BEGIN Data records

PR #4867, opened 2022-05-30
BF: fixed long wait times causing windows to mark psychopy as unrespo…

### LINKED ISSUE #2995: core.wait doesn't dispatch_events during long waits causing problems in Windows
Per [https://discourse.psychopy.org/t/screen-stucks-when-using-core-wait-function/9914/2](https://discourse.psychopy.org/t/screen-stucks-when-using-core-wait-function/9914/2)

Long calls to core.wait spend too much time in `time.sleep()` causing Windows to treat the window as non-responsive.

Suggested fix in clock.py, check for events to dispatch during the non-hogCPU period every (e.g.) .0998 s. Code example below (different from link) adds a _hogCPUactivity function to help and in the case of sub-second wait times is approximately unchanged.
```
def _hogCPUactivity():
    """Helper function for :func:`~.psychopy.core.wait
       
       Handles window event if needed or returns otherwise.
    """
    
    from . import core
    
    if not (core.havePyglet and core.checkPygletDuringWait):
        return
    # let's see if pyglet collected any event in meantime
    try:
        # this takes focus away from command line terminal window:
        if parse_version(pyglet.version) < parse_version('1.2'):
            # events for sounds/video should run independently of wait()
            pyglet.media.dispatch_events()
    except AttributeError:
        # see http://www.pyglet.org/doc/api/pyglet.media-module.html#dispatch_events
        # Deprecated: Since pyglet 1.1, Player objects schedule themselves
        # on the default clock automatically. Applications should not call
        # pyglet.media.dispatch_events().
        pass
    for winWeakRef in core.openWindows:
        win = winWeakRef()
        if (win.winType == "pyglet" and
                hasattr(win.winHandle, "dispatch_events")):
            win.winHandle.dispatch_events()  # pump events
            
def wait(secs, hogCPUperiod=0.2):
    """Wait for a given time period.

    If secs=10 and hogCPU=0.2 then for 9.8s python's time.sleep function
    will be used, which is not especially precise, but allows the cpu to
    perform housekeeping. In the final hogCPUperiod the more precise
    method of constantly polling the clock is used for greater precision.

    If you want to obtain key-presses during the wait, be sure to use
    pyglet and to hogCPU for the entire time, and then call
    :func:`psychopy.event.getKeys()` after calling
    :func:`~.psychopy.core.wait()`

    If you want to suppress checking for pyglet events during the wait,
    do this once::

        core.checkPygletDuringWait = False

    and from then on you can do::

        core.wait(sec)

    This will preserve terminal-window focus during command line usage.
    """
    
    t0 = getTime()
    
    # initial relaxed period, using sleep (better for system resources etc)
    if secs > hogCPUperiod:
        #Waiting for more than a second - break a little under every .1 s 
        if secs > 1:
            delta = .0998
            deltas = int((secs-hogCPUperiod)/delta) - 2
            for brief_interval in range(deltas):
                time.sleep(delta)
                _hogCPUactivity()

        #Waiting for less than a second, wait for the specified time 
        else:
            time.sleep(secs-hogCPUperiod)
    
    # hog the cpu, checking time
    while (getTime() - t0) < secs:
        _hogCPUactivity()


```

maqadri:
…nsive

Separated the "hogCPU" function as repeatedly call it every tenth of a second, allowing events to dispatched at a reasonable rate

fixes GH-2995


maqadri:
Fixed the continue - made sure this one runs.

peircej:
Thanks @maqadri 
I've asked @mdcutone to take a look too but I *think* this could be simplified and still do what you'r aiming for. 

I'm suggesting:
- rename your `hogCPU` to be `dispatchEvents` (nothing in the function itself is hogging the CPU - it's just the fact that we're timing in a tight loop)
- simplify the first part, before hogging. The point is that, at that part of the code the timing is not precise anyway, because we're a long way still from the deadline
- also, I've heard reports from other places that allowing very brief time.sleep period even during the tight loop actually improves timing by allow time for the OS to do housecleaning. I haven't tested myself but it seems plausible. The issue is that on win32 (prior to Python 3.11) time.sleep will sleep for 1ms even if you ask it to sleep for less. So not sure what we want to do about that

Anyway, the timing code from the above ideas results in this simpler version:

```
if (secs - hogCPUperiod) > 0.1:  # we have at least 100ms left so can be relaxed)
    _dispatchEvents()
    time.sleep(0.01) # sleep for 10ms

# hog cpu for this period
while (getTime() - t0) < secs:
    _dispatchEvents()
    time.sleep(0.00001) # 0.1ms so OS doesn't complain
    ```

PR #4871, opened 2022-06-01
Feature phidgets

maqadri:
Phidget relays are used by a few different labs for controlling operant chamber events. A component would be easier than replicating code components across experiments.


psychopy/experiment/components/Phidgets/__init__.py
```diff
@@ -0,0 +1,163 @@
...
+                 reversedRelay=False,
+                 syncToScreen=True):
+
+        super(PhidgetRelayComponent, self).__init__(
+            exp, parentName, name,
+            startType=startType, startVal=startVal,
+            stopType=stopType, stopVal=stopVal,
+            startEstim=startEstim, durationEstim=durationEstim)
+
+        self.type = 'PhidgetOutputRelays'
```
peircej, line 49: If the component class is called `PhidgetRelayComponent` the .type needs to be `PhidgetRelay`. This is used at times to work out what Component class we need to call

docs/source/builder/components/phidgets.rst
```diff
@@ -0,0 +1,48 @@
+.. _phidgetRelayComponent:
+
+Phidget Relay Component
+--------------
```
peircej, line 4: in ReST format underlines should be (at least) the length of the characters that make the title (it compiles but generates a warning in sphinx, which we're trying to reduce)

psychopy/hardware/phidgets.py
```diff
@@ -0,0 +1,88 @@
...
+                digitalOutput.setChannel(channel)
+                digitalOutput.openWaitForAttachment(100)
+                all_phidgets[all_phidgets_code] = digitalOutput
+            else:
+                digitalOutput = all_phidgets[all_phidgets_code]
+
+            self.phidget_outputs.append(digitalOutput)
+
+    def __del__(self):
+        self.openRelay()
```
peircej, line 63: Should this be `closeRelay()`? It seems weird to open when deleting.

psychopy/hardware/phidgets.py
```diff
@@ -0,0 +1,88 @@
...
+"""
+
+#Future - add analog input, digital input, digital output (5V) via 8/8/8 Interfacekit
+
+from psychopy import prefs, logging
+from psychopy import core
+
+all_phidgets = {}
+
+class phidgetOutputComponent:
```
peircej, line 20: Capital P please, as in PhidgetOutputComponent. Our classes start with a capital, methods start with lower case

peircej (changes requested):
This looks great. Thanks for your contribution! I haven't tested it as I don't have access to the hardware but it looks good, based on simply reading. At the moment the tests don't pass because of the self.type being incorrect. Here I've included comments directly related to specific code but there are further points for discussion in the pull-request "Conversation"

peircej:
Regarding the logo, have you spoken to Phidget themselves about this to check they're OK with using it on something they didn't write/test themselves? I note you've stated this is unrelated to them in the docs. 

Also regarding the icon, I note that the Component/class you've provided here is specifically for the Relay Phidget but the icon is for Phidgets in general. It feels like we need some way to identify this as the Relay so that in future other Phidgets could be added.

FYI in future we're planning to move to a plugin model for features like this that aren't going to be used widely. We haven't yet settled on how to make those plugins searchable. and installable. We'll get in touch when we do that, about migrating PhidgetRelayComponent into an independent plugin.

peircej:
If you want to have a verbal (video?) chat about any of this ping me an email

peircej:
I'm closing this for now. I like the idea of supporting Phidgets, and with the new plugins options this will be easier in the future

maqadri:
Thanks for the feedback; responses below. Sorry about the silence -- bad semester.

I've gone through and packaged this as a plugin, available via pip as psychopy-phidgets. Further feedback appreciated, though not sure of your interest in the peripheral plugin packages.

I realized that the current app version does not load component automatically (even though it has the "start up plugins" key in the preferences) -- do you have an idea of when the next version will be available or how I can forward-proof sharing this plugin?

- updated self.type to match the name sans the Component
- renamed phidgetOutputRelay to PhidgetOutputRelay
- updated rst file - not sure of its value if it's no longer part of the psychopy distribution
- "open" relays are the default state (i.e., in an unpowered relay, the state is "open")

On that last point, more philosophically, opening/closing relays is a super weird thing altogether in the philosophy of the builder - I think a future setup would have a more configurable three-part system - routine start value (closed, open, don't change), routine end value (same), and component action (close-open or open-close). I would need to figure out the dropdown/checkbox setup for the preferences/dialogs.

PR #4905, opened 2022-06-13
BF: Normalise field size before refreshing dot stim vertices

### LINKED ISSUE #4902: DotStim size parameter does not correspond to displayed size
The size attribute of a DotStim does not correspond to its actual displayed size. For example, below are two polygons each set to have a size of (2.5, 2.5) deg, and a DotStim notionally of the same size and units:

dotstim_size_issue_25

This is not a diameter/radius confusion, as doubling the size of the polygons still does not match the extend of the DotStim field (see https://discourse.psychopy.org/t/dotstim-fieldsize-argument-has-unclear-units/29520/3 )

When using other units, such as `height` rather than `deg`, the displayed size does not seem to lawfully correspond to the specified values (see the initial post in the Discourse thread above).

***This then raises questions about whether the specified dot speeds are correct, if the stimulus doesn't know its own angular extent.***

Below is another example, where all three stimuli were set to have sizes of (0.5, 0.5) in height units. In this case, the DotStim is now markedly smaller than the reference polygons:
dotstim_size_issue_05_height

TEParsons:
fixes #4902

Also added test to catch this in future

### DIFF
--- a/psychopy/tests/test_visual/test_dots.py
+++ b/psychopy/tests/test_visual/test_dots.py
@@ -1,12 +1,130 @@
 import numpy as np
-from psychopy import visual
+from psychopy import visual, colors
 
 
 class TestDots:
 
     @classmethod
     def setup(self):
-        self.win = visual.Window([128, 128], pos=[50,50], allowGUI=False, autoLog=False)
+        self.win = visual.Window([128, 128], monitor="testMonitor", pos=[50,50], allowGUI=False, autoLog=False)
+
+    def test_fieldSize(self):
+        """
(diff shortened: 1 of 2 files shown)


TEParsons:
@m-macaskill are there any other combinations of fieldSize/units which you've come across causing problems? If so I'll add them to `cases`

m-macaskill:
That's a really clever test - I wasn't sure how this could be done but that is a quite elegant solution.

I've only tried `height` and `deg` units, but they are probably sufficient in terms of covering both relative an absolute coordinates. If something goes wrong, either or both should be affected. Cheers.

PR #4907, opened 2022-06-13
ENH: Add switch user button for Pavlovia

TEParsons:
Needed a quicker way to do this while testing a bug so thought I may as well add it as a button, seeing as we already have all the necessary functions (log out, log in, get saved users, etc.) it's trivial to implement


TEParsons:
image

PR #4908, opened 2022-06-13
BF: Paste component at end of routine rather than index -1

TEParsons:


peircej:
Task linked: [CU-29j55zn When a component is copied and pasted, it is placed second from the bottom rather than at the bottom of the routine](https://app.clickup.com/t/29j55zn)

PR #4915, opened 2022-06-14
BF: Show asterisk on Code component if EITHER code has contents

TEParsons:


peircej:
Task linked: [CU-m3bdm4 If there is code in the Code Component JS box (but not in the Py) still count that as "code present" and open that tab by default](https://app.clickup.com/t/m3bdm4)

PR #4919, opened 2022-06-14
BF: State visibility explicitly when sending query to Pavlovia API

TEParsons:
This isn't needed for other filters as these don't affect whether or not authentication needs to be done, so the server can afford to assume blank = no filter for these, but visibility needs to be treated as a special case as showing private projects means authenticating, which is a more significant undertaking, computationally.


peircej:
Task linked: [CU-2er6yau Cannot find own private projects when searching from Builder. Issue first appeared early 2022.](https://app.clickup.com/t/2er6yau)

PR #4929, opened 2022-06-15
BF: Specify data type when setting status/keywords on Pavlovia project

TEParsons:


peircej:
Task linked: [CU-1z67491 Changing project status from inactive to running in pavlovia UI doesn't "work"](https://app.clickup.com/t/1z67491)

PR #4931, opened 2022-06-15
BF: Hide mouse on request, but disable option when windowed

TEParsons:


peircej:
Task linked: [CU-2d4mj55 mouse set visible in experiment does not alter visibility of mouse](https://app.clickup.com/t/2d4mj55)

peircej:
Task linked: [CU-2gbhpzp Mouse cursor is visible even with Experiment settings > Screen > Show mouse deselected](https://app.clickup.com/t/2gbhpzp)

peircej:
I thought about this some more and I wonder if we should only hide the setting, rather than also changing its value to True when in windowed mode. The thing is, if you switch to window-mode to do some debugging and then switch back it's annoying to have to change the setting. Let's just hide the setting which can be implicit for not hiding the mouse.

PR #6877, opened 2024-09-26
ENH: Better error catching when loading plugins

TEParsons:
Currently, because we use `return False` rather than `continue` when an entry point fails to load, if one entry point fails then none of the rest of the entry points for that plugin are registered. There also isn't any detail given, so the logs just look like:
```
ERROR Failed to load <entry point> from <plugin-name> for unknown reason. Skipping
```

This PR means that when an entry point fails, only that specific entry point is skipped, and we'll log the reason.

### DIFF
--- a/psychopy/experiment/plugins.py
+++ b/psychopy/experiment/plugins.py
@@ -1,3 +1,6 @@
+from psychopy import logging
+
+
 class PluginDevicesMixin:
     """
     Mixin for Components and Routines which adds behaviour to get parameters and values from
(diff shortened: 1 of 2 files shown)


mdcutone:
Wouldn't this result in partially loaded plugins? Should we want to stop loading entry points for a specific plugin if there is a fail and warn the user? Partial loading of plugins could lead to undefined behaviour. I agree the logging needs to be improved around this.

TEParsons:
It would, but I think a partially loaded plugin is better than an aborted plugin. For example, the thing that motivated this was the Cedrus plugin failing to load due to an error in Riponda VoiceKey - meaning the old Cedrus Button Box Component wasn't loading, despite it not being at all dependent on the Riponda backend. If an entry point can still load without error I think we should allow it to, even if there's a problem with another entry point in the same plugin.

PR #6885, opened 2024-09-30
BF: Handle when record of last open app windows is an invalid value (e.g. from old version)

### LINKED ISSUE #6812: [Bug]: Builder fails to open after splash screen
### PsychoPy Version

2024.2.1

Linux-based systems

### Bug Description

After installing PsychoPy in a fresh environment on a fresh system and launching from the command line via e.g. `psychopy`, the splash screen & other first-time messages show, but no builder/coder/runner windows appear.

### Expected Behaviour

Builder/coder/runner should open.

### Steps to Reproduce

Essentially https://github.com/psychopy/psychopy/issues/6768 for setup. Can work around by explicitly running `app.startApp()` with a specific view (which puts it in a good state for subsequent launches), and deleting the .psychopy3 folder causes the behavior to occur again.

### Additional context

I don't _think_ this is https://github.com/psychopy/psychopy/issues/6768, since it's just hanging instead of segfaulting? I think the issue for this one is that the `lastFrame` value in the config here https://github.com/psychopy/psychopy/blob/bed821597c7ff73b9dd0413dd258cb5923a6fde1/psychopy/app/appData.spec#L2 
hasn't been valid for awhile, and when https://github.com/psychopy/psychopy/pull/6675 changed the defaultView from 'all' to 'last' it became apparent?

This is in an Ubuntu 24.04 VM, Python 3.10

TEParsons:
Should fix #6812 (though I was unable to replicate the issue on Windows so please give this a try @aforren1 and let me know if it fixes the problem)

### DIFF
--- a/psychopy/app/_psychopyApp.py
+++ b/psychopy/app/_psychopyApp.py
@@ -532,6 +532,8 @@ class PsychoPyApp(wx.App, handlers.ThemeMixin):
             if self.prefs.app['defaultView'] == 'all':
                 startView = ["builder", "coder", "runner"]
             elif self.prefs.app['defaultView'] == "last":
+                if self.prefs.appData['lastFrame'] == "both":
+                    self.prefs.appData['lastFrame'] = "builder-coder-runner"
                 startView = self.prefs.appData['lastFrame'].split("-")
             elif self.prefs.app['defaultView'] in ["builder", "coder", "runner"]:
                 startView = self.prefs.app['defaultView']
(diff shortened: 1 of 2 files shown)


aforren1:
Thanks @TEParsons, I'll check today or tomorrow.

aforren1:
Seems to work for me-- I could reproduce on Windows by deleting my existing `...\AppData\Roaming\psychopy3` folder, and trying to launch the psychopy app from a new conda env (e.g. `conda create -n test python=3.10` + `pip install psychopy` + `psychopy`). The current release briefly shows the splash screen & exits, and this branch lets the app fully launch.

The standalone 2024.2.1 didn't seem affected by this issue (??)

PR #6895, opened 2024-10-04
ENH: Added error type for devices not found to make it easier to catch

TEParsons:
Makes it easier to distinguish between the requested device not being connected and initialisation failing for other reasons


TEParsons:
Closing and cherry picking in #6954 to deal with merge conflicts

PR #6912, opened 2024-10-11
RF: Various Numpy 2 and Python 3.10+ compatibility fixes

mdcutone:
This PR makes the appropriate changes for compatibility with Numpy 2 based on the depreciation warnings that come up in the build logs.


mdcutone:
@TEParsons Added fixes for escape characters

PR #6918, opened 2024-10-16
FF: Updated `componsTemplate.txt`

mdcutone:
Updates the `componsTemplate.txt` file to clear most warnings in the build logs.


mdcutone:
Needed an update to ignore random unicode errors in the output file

END Data records

→ **Problem details**:
Scan the records for the word "clock", and copy each line where it is found.

→ **Exercise output**:
Suggested fix in clock.py, check for events to dispatch during the non-hogCPU period every (e.g.) .0998 s. Code example below (different from link) adds a _hogCPUactivity function to help and in the case of sub-second wait times is approximately unchanged.
        # on the default clock automatically. Applications should not call
    method of constantly polling the clock is used for greater precision.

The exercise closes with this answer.